■ EXERCISE AIM: The output should be limited to the line holding "### LINKED ISSUE" and the lines after it through the end of the entries, each restated exactly.

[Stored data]

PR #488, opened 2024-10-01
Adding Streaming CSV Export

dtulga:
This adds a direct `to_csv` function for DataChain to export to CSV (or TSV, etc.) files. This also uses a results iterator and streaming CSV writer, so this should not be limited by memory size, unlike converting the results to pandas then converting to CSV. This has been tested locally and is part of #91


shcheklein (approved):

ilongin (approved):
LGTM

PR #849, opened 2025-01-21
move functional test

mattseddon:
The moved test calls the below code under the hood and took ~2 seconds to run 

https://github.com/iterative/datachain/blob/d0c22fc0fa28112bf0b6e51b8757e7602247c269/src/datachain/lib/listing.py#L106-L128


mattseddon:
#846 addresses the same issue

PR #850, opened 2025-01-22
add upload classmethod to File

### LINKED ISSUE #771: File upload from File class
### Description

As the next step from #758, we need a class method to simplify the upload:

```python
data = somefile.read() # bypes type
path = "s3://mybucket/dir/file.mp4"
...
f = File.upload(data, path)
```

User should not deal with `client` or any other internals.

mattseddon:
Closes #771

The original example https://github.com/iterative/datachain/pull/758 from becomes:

■ OUTPUT:
### LINKED ISSUE #771: File upload from File class
### Description

As the next step from #758, we need a class method to simplify the upload:

```python
data = somefile.read() # bypes type
path = "s3://mybucket/dir/file.mp4"
...
f = File.upload(data, path)
```

User should not deal with `client` or any other internals.

mattseddon:
Closes #771

The original example https://github.com/iterative/datachain/pull/758 from becomes:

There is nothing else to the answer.